Circulating levels of insulin-like growth factor-II/mannose-6-phosphate receptor in obesity and type 2 diabetes

• Published in: Growth hormone & IGF research Vol. 20; no. 3; pp. 185 - 191
• Main Authors: Jeyaratnaganthan, Nilani, Højlund, Kurt, Kroustrup, Jens Peter, Larsen, Jens Fromholt, Bjerre, Mette, Levin, Klavs, Beck-Nielsen, Henning, Frago, Susana, Hassan, A. Bassim, Flyvbjerg, Allan, Frystyk, Jan
• Format: Journal Article
• Language: English
• Published: Scotland Elsevier Ltd 01.06.2010
• Subjects: Advanced Basic Science; Blood Chemical Analysis; Case-Control Studies; Cohort Studies; Diabetes Mellitus, Type 2 - blood; Diabetes Mellitus, Type 2 - metabolism; Endocrinology & Metabolism; Gastric banding; Gastroplasty - rehabilitation; Humans; IGF-II; IGF-II receptor; Insulin-Like Growth Factor II - analysis; Insulin-Like Growth Factor II - metabolism; Nutritional Physiological Phenomena; Obesity; Obesity - blood; Obesity - metabolism; Obesity - surgery; Receptor, IGF Type 2 - analysis; Receptor, IGF Type 2 - blood; Receptor, IGF Type 2 - metabolism; Thinness - blood; Thinness - metabolism; Type 2 diabetes; Validation Studies as Topic; Weight Loss - physiology; IGF-II receptor; Type 2 diabetes; Obesity; Gastric banding; IGF-II
• ISSN: 1096-6374; 1532-2238; 1532-2238
• DOI: 10.1016/j.ghir.2009.12.005

Abstract Objective The extracellular domain of the insulin-like growth factor II/mannose-6-phosphate receptor (IGF-II/M6P-R) is present in the circulation, but its relationship with plasma IGF-II is largely unknown.
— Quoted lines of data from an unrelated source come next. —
PR #2429, opened 2015-05-22
Remote CKAN config

amercader:
See https://github.com/ckan/ideas-and-roadmap/pull/145 for context (now a bit outdated, will update it next week)

Tl;DR of this PR:

```
http POST localhost:5000/api/action/config_option_update Authorization:XXX ckan.homepage_style=2 ckan.site_title="My site title" ckan.site_description="Nice portal" ckanext.example_iconfigurer.test_conf="test_value" ckan.datasets_per_page=5

{
    "help": "http://localhost:5000/api/3/action/help_show?name=config_option_update", 
    "result": {
        "ckan.datasets_per_page": 5, 
        "ckan.homepage_style": 2, 
        "ckan.site_description": "Nice portal", 
        "ckan.site_title": "My site title", 
        "ckanext.example_iconfigurer.test_conf": "test_value"
    }, 
    "success": true
}

```

And also:

zraunid

A bit more detail:

* Refactored the code that handles storing settings in the db (and on the `app_globals` object) to be a bit more sane, to use actions and check which config options can be updated using a schema (which is also used to validate them)
* Extensions can modify this schema to add (or remove) config options to it, making them available to update ([example](https://github.com/ckan/ckan/pull/2429/files#diff-8d8bfa5ed17aef6869bd49c39aad1e3e))
* The `config_option_update` action can be used to edit any of the allowed options in bulk passing config key and values, as in the example above.
* `config_option_list`will return the available options, and `config_option_show` the current value for one of them
* Extensions can also extend the admin config form to allow editing the configuration options from the frontend, as in the screenshot above.

PR #2499, opened 2015-06-25
[#2498] Fixes the "None" seen in the corner

davidread:
Issue: #2498

### DIFF
--- a/ckan/tests/lib/test_app_globals.py
+++ b/ckan/tests/lib/test_app_globals.py
@@ -1,0 +1,17 @@
+from ckan.lib.app_globals import app_globals as g
+
+
+class TestGlobals(object):
+    def test_config_not_set(self):
+        # ckan.site_about has not been configured.
+        # Behaviour has always been to return an empty string.
+        assert g.site_about == ''
+
+    def test_config_set_to_blank(self):
+        # ckan.site_description is configured but with no value.
+        # Behaviour has always been to return an empty string.
+        assert g.site_description == ''
+
+    def test_set_from_ini(self):
+        # ckan.template_head_end is configured in test-core.ini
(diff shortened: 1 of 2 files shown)


davidread:
@amercader perhaps you could review this since it relates to your PR #2429 ?

ckan/tests/lib/test_app_globals.py
```diff
@@ -0,0 +1,17 @@
+from ckan.lib.app_globals import app_globals as g
+
+
+class TestGlobals(object):
+    def test_config_not_set(self):
+        # ckan.site_about has not been configured.
+        # Behaviour has always been to return an empty string.
+        assert g.site_about == ''
+
+    def test_config_set_to_blank(self):
```
amercader: Maybe we should use the change_config decorator to avoid relying on actual configuration values on `test-core.ini`?

```
@helpers.change_config('ckan.site_description', '')
def test_config_set_to_blank(self):
    ...
```

ckan/tests/lib/test_app_globals.py
```diff
@@ -0,0 +1,17 @@
...
+        # ckan.site_description is configured but with no value.
+        # Behaviour has always been to return an empty string.
+        assert g.site_description == ''
+
+    def test_set_from_ini(self):
```
amercader: Same here:

Maybe we should use the change_config decorator to avoid relying on actual configuration values on `test-core.ini`?

```
@helpers.change_config('ckan.template_head_end', '<link href="example.com"'')
def test_config_set_in_config(self):
    ...
```

ckan/tests/lib/test_app_globals.py
davidread: change_config doesn't rerun the app_globals stuff unfortunately, so g is unaffected by it.

Issue #2493, opened 2015-06-23
Arabic translation format string issue


davidread:
There is a problem with the arabic translation:

```
(ckan)vagrant@precise64:/vagrant/src/ckan$ tx pull -f -r ckan.2-3 -l ar
(ckan)vagrant@precise64:/vagrant/src/ckan$ paster check-po-files ckan/i18n/*/LC_MESSAGES/ckan.po
Checking file ckan/i18n/ar/LC_MESSAGES/ckan.po
    Format specifiers don't match:
    Please <a href="{link}">update your profile</a> and add your email address and your full name. {site} uses your email address if you need to reset your password. ->   <"{a href="{link>    <a/>         . {site}
```

In Transifex I can toggle the "RTL" (right-to-left) button and it goes right/wrong, but I'm not sure if it is correct or wrong. I don't support you could take a look @amercader ?

davidread:
Adria says we can fix this by changing the way we specify the params in the string.

kmbn:
We decided to close old issues that are not actively worked on so that we can focus our effort and attention on issues affecting the current versions of CKAN.

If this issue is still affecting the version of CKAN you're working with now, please feel free to comment or reopen the issue.

If you do reopen this issue, please update it with new details. One reason it might not have been resolved in the past is that it wasn't clear how a contributor could address the issue.

PR #2500, opened 2015-06-25
[#2493] Stats extension clean-up

davidread:
Issue: #2493 

* removed templates_legacy - no-one uses these. Removed associated
  style.css.
* leaderboard goes with it as there is no jinja equiv and no interest.
  Removed associated controller, demo.html and app.js.


davidread:
These are the last two Genshi HTML files going!

davidread:
Recent merge conflicts fixed. Ready to eliminate our last genshi templates!

PR #2502, opened 2015-06-26
Remove open-id related nag messages. 

davidread:
Moved home controller tests from legacy.


davidread:
Ping @joetsoi ;-) This is a great time in the lifecycle post-release to merge things!

Issue #2494, opened 2015-06-24
Timezone setting


davidread:
Add a config setting for the timezone for the site. So times that appear correctly in the Last Updated / Created fields, Activity Stream and extensions such as ckanext-harvest's harvest errors. Until now they all appear in UTC, as it is in the database, I believe.

Perhaps it should default to the timezone of the server? Although that's probably not helpful for cloud servers.

wardi:
JS will save us all. let the user's browser decide how to display times

brew:
Something like: http://momentjs.com/timezone/

davidread:
If not JS, then perhaps by default we can have "UTC". And maybe we display the timezone after the time?

metaodi:
I'll look into that. As far as I know, there is no other way but JavaScript to determine a users timezone. But apart from that, there should be a server side setting to either explicitly set the timezone or use the default timezone of the server.

metaodi:
PR for this issue: #2505

metaodi:
@davidread  #2505 got merged, so I think we can close this issue.

PR #2505, opened 2015-06-26
[#2494] New option to change the timezone of displayed datetimes

metaodi:
This PR introduces a new configuration option called `ckan.timezone`. This option accepts all valid timezone strings, that are accepted by [pytz](http://pytz.sourceforge.net/).

The dates are kept as UTC internally, and there is no need to change that. Using pytz, the given date is converted from a "naive" to an "aware" object (see the [datetime docs for details](https://docs.python.org/2/library/datetime.html)). After this conversion, the date has a `tzinfo` attribute. This attribute can be read and changed.

Feedback would be much appreciated.


doc/maintaining/configuration.rst
```diff
@@ -1556,6 +1556,21 @@ Default value: (none)
 
 By default, the locales are searched for in the ``ckan/i18n`` directory. Use this option if you want to use another folder.
 
+.. _ckan.timezone:
+
+ckan.timzone
```
davidread: typo "timzone"

requirements.txt
```diff
@@ -41,3 +41,4 @@ unicodecsv==0.9.4
 vdm==0.13
 wsgiref==0.1.2
 zope.interface==4.1.1
+pytz==pytz==2012j
```
davidread: Repeat looks like a mistake

davidread:
Needs a test.

I guess the main question is whether this is the best approach, to set a time-zone for a site, or is it better to use JS to detect the user's timezone? I see that gmail uses my computer's timezone. That seems pretty reliable, and makes more sense for a user in a different timezone than the site's configuration. What do you think?

metaodi:
@davidread I'll look into the browser-based approach. Maybe it would be good to have both, i.e. to be able to set the `ckan.timezone` option to something like `browser` which would use the users setting. This could even be the default.

metaodi:
@davidread if you have time, maybe you can have another look at my approach.

I added a new API endpoint to save the timezone offset from JavaScript in the beaker session. Like that I can use then this value to render the datetimes correctly and print the timezone name as something like "UTC+3". I don't know if this is the way to go, any feedback would be appreciated.

wardi:
tying time zone to the site or even the user's session seems complicated to me. Why not always render UTC but replace it with local time using JS?

metaodi:
@wardi this would lead to a "flickering" page, where content gets replaced after it is rendered. So I would definitely do this on the server side before it gets rendered.

davidread:
I'm not very keen on using a session which would mean sending a cookie to the 99% of users who aren't logged-in.

I think the archiver is the only place where the time makes most sense displayed absolutely, whereas the activity stream and 'last updated/created' fields can be relative (e.g. "2 weeks ago"). The great thing about displaying relative time, is that you don't get the flicker, since there is time for the JS to fix the timezone before the user gets a chance to hover over it to see the absolute date. I see that's what the Twitter feed does. I'd be interested to see what big sites do that display an absolute time, without you being logged in, but can't think of any examples.

metaodi:
@davidread and what is bad about that? If they don't want cookies, the times will stay as they are. Or why are cookies inherently bad? Please note, that `render_datetime` is also used in extensions (like ckanext-harvest), so this is not something we can only solve for the CKAN frontend alone.

davidread:
Yes, cookies are problematic for lots of reasons, such as preventing caching, EU cookie laws and generally being suspect of invasion of privacy.

I think my preferred solution right now is using the config setting for a server timezone and use JS to adjust to the user's timezone, without cookies. That would have flicker but only on the harvest page when viewed by admins, or we could just change those times to be relative until you hover.

But again, I'd like to see what what other sites do about showing times for non-logged in users, as there may be another way we've not thought of here.

metaodi:
@davidread the standard solution to this issue is to simply ask the user for his timezone. So for logged in users, we could just add an extra field to the user model to save the timezone. This way, at least logged in users would see the "their" time, all the others would see whatever the server setting is.

davidread:
Suggestion - on this one page (harvest log) where we want to display absolute time, can we have in-line JS that fixes it? That would get rid of the flicker. What do you think?

And for relative time we'd use post-load JS to fix the absolute time shown on hover. This could be done at a later date.

Ian an I agree that the session saving is just a pain and not something we'd want to maintain in CKAN. And we're not hugely keen on the site having a configured time-zone for all users - big countries like US, Canada, Russia, China have multiple timezones per country and some sites (datahub.io) have little emphasis on being in a particular place. I feel bad that I've been encouraging this and now you've put the effort in to write all this code - so sorry about that.

metaodi:
@davidread I'll look into this, how "flickerish" it'll be if we do it with JS only, maybe it's not that bad after all.

About the countries with multiple timezones: yes sure it exists, but that's not a good reason to ignore them. Such a site could still decide to leave everything in UTC (the current default), but the server setting would give all those small country and city level portals the possibility to at least set "their" timezone. I suggest to keep this part, but I'm fine with removing the session part. The server setting is something additional, with no privacy concerns, and nothing changes, unless an admin actively sets a timezone. Do you agree?

And don't worry about "my" code/effort. It's all about finding a good solution together. I like to code and argue about it. It's all good from my side :+1: It's part of making open source software :smiley:

davidread:
Sounds good. I think your addition basic setting is only a few code lines ( https://github.com/metaodi/ckan/commit/88218c2944b34a8d0ef84001ad10a92106cc9076 ), plus the pytz dependency (which btw should be in requirements.in) and is a reasonable basic level. However it might make the JS more complicated. @wardi are you happy to leave just this bit in?

To summarize:

Config option "ckan.timezone" can be:
* particular timezone e.g. 'Australia/Sydney'
* 'server' (i.e. 'same TZ as the server')
* 'UTC' - which is the default if not specified (for backwards compatibility)

How about 'server' is set for new CKAN installs? i.e. set it in the config file template.

And you add:
* in-line JS in harvest page to fix render_datetime() output (no flicker) (although this would have to work 

You or someone else later could add:
* "32 minutes ago" widget (localised_nice_date) has the hover value (absolute time) fixed in normal ckan.js (flicker if the user manages to hovers before it gets changed).

metaodi:
@davidread @wardi I finally got the time to work more on this PR. I kept the `ckan.timezone` config option to influence the rendering of the datetimes on the server already. By using the the "special" value `server`, the local timezone of the server is used to render the dates.

In order to get the JavaScript part to work, I added a `<span>` with a data attribute around the rendered dates, containing the same date in the ISO-format. This makes it very easy to parse with [moment.js](http://momentjs.com/). I added the multi-language version of moment.js, in order to support as many users as possible. I then used the [localized date format](http://momentjs.com/docs/#/displaying/format/) to display the dates to the user.

To prevent the "flickering", all the dates are hidden when the page is loaded (using the `.js` CSS class). As soon as the dates are loaded, the are displayed. Of course, it's still not the same, as when it is rendered on the server-side, but it's very much acceptable. Btw: if JavaScript is disabled, the original server-rendered-value is displayed.

As always: any feedback is very welcome!

PS: I already created a PR for ckanext-harvest, to add the `<span>`s there as well: https://github.com/ckan/ckanext-harvest/pull/142

ckan/templates/package/snippets/additional_info.html
```diff
@@ -60,13 +60,22 @@
         {% if pkg_dict.metadata_modified %}
           <tr>
             <th scope="row" class="dataset-label">{{ _("Last Updated") }}</th>
-            <td class="dataset-details">{{ h.render_datetime(pkg_dict.metadata_modified, with_hours=True) }}</td>
+            <td class="dataset-details">
+                <span class="datetime" data-datetime="{{ h.render_datetime(pkg_dict.metadata_modified, date_format='%Y-%m-%dT%H:%M:%S%z') }}">
```
wardi: data-datetime gets set to a non-UTC time when the timezone config is set, meaning we have pytz doing UTC -> tz_server and then moment.js doing tz_server -> tz_local. That *should* work but it feels fragile to me. How about putting UTC in data-datetime instead?

ckan/templates/package/snippets/additional_info.html
```diff
@@ -60,13 +60,22 @@
...
         {% endif %}
         {% if pkg_dict.metadata_created %}
           <tr>
             <th scope="row" class="dataset-label">{{ _("Created") }}</th>
-            <td class="dataset-details">{{ h.render_datetime(pkg_dict.metadata_created, with_hours=True) }}</td>
+
+            <td class="dataset-details">
+                <span class="datetime" data-datetime="{{ h.render_datetime(pkg_dict.metadata_created, date_format='%Y-%m-%dT%H:%M:%S%z') }}">
+                    {{ h.render_datetime(pkg_dict.metadata_created, with_hours=True) }}
+                </span>
```
wardi: this span is repeated but looks useful for all sorts of dates. How about creating a "templates/snippets/local_friendly_datetime.html" (or similarl) that can be reused?

ckan/public/base/css/main.css
```diff
@@ -5560,6 +5560,9 @@ a.tag:hover {
 .js .tab-content.active {
   display: block;
 }
+.js .datetime {
```
wardi: this class has an innocuous name that's also hard-to-grep-for, but it really should be shouting about how it does some spiffy JS magic and be easy to find in the code. Consider ".automatic-local-datetime" or similar

doc/maintaining/configuration.rst
```diff
@@ -1556,6 +1556,21 @@ Default value: (none)
 
 By default, the locales are searched for in the ``ckan/i18n`` directory. Use this option if you want to use another folder.
 
+.. _ckan.timezone:
+
+ckan.timezone
```
wardi: another naming comment :smile: how about "ckan.display_timezone" or similar to make clear how this value is used.

ckan/templates/package/snippets/additional_info.html
metaodi: This should always work, but I yes, it seems a _bit_ complicated. If I should change that, I guess I would have to introduce a new argument for `render_datetime` called `use_utc=True` or similar.

ckan/public/base/css/main.css
metaodi: Good input, I changed that.

ckan/templates/package/snippets/additional_info.html
metaodi: That makes sense, I added such a snippet.

doc/maintaining/configuration.rst
metaodi: @wardi well, [naming is considered to be hard](http://martinfowler.com/bliki/TwoHardThings.html) :smiley:  Thanks for this suggestion as well, I changed my code accordingly.

metaodi:
@wardi @davidread from my POV, I consider this PR done and mergable.

Chealer:
Thank you for this change.
Just a small remark, but I find the resulting localised_nice_date() a bit inconsistent. If it displays the timezone when displaying hours, it seems to me it should also display it when not displaying hours.

Issue #1749, opened 2014-06-09
Remove instances of h.get_action


nigelbabu:
Now that `h.get_action()` is deprecated, we need to remove instances of it in our example code and especially from the documentation.

Quick grep shows at least files need modification:
```
ckan/templates/package/snippets/info.html
ckanext/example_theme/v19_02_error_handling/templates/ajax_snippets/example_theme_popover.html
ckanext/example_theme/v21_custom_jquery_plugin/templates/ajax_snippets/example_theme_popover.html
ckanext/example_theme/v20_pubsub/templates/ajax_snippets/example_theme_popover.html
ckanext/example_theme/v18_snippet_api/templates/ajax_snippets/example_theme_popover.html
ckanext/example_theme/v19_01_error/templates/ajax_snippets/example_theme_popover.html
```

wardi:
fixed by #2508

PR #2508, opened 2015-06-29
[#1749] Remove the last usage of "h.get_action"

egrajeda:
This removes the last usage of `h.get_action()` I could find in the code. #2384 previously removed another one.

I believe #1749 can be closed if this PR is accepted and merged.


wardi:
@egrajeda thanks!

PR #2510, opened 2015-06-30
An IUploader interface for extensions

brew:
A way to override the default `lib.uploader.ResourceUploader` class from extensions, enabling other file storage solutions, e.g. integration with cloud providers.


brew:
Example use: https://github.com/okfn/ckanext-s3filestore/blob/0870c5ecc46438cf98e56c3e55ec715ed9dc326f/ckanext/s3filestore/plugin.py

PR #2512, opened 2015-06-30
delete organizations causes 500 errror

joetsoi:
current on master and release-v2.4.0

didn't update the delete controller for groups when group_types were changed in https://github.com/ckan/ckan/pull/2354 . self.group_type is now self.group_types and is a list of the group types. this fixes the check in the controller.

split from the organization tests so there is less to review


davidread:
Great work finding this @joetsoi 
Merged to master and cherry-picked to release-v2.4.0.

PR #2517, opened 2015-07-03
show toc on front of docs, use rtd redirects

wardi:


wardi:
proposed front page here: http://ckan.readthedocs.org/en/2517-rtd-toc-redirects/

This PR also removes the api.rst document to allow rtd redirects to work.

PR #2519, opened 2015-07-03
update resource last_modified on file uploads

### LINKED ISSUE #1874: Modifying resource doesn't update it's last updated timestamp

wardi:
This fixes #1874 and #2147


tobes:
This looks good to me and is a better fix than the one i made I think it should be merged and backported

wardi:
@tobes thanks! We can't backport this because it changes the behaviour of last_modified. Maybe we can just fix the bug in 2.3 with something like your #2148

PR #2521, opened 2015-07-06
Add limit to revision search

davidread:
It's a legacy API, but it should have a limit anyway.


davidread:
2 line fix with lots of tests improved from legacy. Merge?

PR #2529, opened 2015-07-09
Add mimetypes to resource_formats.json

davidread:
* Correct the MS Word mimetype.
* Add alternative mimetypes for recognizing Excel files. Being used in a DGU harvester.


davidread:
That's the merge conflict sorted now, hopefully this only needs a cursory glance before merging.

As IGF-II appears to be nutritionally regulated, we studied the impact of obesity, type 2 diabetes (T2D) and weight loss on circulating levels of IGF-II and its soluble receptor. Methods Twenty-three morbidly obese non-diabetic subjects were studied before and after gastric banding (GB), reducing their BMI from 59.3 ± 1.8 to 52.7 ± 1.6 kg/m2 . Lean controls ( n = 10, BMI 24.2 ± 0.5 kg/m2 ), moderately obese controls ( n = 21, BMI 31.8 ± 1.0 kg/m2 ) and obese T2D patients ( n = 20, BMI 32.3 ± 0.8 kg/m2 ) were studied before and after a hyperinsulinaemic euglycaemic clamp. Results Morbidly obese subjects had elevated IGF-II/M6P-R and IGF-II levels, which both decreased following GB (IGF-II/M6P-R: from 0.97 ± 0.038 to 0.87 ± 0.030 nmol/l, P = 0.001; IGF-II: from 134 ± 7 to 125 ± 6 nmol/l, P = 0.01), as did fasting plasma glucose and insulin ( P < 0.05). However, the metabolic parameters correlated with neither IGF-II nor IGF-II/M6P-R. Obese diabetics had increased IGF-II/M6P-R as compared with lean and obese controls (0.82 ± 0.031 vs. 0.70 ± 0.033 vs. 0.74 ± 0.026 nmol/l; P < 0.03) and levels were unaffected by clamp. In the latter cohort, IGF-II/M6P-R but not IGF-II correlated with HbA1c, and fasting plasma C-peptide, insulin and glucose (0.34 < r < 0.45; P < 0.05). In all subjects, BMI correlated with IGF-II/M6P-R ( r = 0.57; P < 0.001) and IGF-II ( r = 0.39; P < 0.005). IGF-II/M6P-R and IGF-II were not associated. Conclusion Serum IGF-II/M6P-R is up-regulated in morbid obesity, down-regulated by weight loss and elevated in moderately obese T2D. However, although plasma IGF-II was also reduced following GB, the two peptides were not statistically correlated. No acute effect of insulin was seen. These findings indicate that the IGF-II/M6P-R is nutritionally regulated, independently of IGF-II.